The problem is:
$Y \sim Unif[0,\theta]$ and we define $X = -Y$.
We want to find $ f_X(x)$ and $F_X(x).$
My solution:
$$F_X(x) = P(X<x)=P(Y>-x)=\int_{-x}^{+\infty}{\frac{1}{\theta} d\theta}$$
But from here I am unsure.I start the problem in this way because if I find the cumulative distribution function, i can derive it to find the Probability Density Function.
Best Answer
The PDF of the continuous uniform random variable Y on the interval $[0,\theta]$ is $f_Y(y)=\frac{1}{\theta}$ for values of $y$ in the given interval.

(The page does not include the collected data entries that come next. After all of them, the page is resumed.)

PR #106, opened 2022-02-22
Envest/77 plot 5 plier

envest:
Plots PLIER results :) 

- Took plot code out of `7-extract_plier_pathways.R`
- Update plot code to create `plots/scripts/7-plot_plier_pathways.R`

Plots the proportion of significant pathways returned by PLIER. When using the global set of pathways, proportion = jaccard. We want to highlight how the combined Array and RNA-seq data has double sample size and higher proportion returned. The main change from what you've seen before is I reversed the order of Single Platform and Combined to try to emphasize the logic flow from left to right. We double the sample size and go up in Proportion.

Envisioning this as a main figure, maybe for both GBM and BRCA, but at least one!
Screen Shot 2022-02-22 at 13 42 58
Screen Shot 2022-02-22 at 13 43 11


plots/scripts/7-plot_plier_pathways.R
```diff
@@ -0,0 +1,86 @@
...
+
+# define directories
+plot.dir <- here::here("plots")
+plot.main.dir <- file.path(plot.dir, "main")
+plot.supp.dir <- file.path(plot.dir, "supplementary")
+plot.data.dir <- here::here("plots/data")
+
+# define input file
+
+plot_data_filename = file.path(
```
jaclyn-taroni, line 40:
```suggestion
plot_data_filename <- file.path(
```

7-extract_plier_pathways.R
```diff
@@ -362,52 +362,9 @@ if (length(jaccard_list) > 0) {
...
-  
-  plot_data_filename = file.path(
-    plot.data.dir,
-    str_c(file_identifier, "_PLIER_jaccard.tsv")
-  )
-  
   readr::write_tsv(
     x = jaccard_df,
     path = plot_data.filename
   )
```
jaclyn-taroni, line 368: Looking at the branch (i.e., not at the diff), I don't think this would run? Where is `plot_data.filename` coming from? Then what gets plotted in the plotting script?

plots/scripts/7-plot_plier_pathways.R
```diff
@@ -0,0 +1,86 @@
...
+             scales = "free_x",
+             space='free') +
+  ggtitle(cancer_type) +
+  xlab("Normalization Method") +
+  ylab("Proportion of Pathways Significant") +
+  theme_bw()
+
+ggsave(output_filename,
+       plot = plot_obj,
+       height = 4, width = 7.25)
```
jaclyn-taroni, line 86: This wranging and plotting looks reasonable to me!

jaclyn-taroni (commented):
There is a file issue we need to look into before moving on. I also going to state my understanding of the following:

> When using the global set of pathways, proportion = jaccard.

The union will be all of the input pathways (union of significant pathways and input pathways) and the intersection will be only the pathways that are coming back as significant. Therefore, proportion = jaccard.

envest:
Updated with `--output_directory` option, fixed those detailed referenced above 👍

jaclyn-taroni (approved):
👍🏻

PR #107, opened 2022-02-23
Envest/77 plot small n

envest:
Here we are plotting results from small n DEG analysis.

We wanted to show results for three similarity measures (Jaccard, Rand, and Spearman) but Jaccard is most useful. We also wanted to show results at multiple % RNA-seq levels. The new script `plots/scripts/3A-plot_small_n_differential_expression.R` does this by plotting two version (one with 3 measures, one with Jaccard only) and by selecting 30% 50% and 70% RNA-seq to illustrate that the % RNA-seq does not show a difference in performance (it is the number of samples that matters).

30% and 70% RNA-seq do not have any data for n samples = 3 because there wasn't enough data there (previous upstream decision to require a minimum n from both platforms to do this analysis).

The big changes are:
- Multiple RNA-seq % levels shown
- Multiple similarity measures shown (just for reviewers, not for publication) (publication should just focus on Jaccard)
- Modified how the range bars are added so keep the median point size is more consistent across plots
- This will be Panel B along with another Panel with the same legend, so I omitted the legend to save space

This _should_ be the final big plot PR in this stack. I will still need review on the diagrams for Figs 1-2, but that's not code review. Thank you!

Screen Shot 2022-02-23 at 11 19 06

Screen Shot 2022-02-23 at 11 18 55


jaclyn-taroni (approved):
Plotting code LGTM. Happy to take another look if needed after the removal of `--supplementary`.

PR #108, opened 2022-02-28
Envest/77 plot 7 output directory flag

envest:
Here we pick up any stragglers that did not already have an `--output_directory` flag or were using `--supplementary`. Now everything in `plots/scripts` should have a direct way to specify the output directory 🎉  thanks!


jaclyn-taroni (approved):
👍🏻 assuming if you don't specify something is handed by `check_options()` !

PR #110, opened 2022-03-02
Envest/77 plot 9 master script

envest:
This PR updates our `run_*` shell scripts with new names of the scripts called within them. It also creates a new `run_all_analyses_and_plots.sh` that... runs all analyses and plots 🤷 

For `run_all_analyses_and_plots.sh`, the current set up is for the user to have already run `download_TCGA_data.sh`. I think it could also go inside `run_all`, but that's up for discussion. My rationale for not including it in `run_all` is that `run_all` is our specific set of commands used to run everything for our publication, including what output directory plots got in, etc.. In any case, the steps would be well documented on github.

According to https://www.nature.com/articles/s41592-021-01256-7, I think we are comfortably achieving silver standard for reproducibility 🥈 

(The fix to `6-save_recon_error_kappa_data.R` was supposed to be on another branch, but it happened.)


jaclyn-taroni:
@envest nothing really sticks out to me in the shell script _besides_ the fact that I think it could use more comments in general. Can you tell me what kind of functional testing you performed?

envest:
> @envest nothing really sticks out to me in the shell script _besides_ the fact that I think it could use more comments in general. Can you tell me what kind of functional testing you performed?

Great -- I will update with more comments. My functional testing has been on the GBM subtype section. I ran that and only had one problem (path to the `visualize_expression.R` script, which has will be fixed for GBM subtype and BRCA subtype). But otherwise no issues.

jaclyn-taroni:
Okay, I would recommend running the entire shell script before merging this!

run_differential_expression_experiments.sh
```diff
@@ -20,5 +20,4 @@ fi
 
 # Run differential expression scripts
 Rscript 1A-detect_differentially_expressed_genes.R --cancer_type $cancer_type --subtype_vs_others $subtype_vs_others --subtype_vs_subtype $subtype_vs_subtype --ncores $ncores
-Rscript 2A-plot_DE_results.R --cancer_type $cancer_type --subtype_vs_others $subtype_vs_others --subtype_vs_subtype $subtype_vs_subtype
```
jaclyn-taroni, line 23: Suggests to me that `3A` needs to get renumbered

jaclyn-taroni (approved):
Approving with the understanding that this got full functional testing. I had one comment about renumbering the DGE scripts now that you've moved plotting out

run_differential_expression_experiments.sh
envest: Renamed to make everything consistent. Now have 1A and 2A analysis scripts, matched by 1A and 2A plotting scripts.

PR #111, opened 2022-03-15
Envest/77 plot 10 recon kappa difference

envest:
This is final.final in this stack!

A reviewer suggested to quantify the difference in kappa between reconstructed data and not-reconstructed data. This PR adds a new plot that takes that difference and plots it, much in the style as other kappa plots. I thought it was easier to plot and point to a figure rather than try to communicate it in text.

It also updates the run everything script.


jaclyn-taroni (approved):
Code looks fine! Can't comment on the plot (but I can imagine 😄 )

Therefore, we note that to find the PDF of X, we can do the following:
$F_X(x) = P(X<x)=P(Y>-x)=\int_{-x}^{\theta}{\frac{1}{\theta} dy}$
Note: the reason tht we go up to $\theta$ is that the PDF is $0$ for any value of x outside of the interval $[0,\theta]$
This evaluates to $F_X(x)=1+\frac{x}{\theta}=\frac{x+\theta}{\theta}$ by solving the integral. By differentiating we can find $f_X(x) = \frac{1}{\theta}$ and so we are done as we have found both the PDF and CDF of $X$.
Therefore, $X$~$Uniform[-\theta,0]$ which should be expected if we refer back to the definition of $X$ as being equal to $-Y$.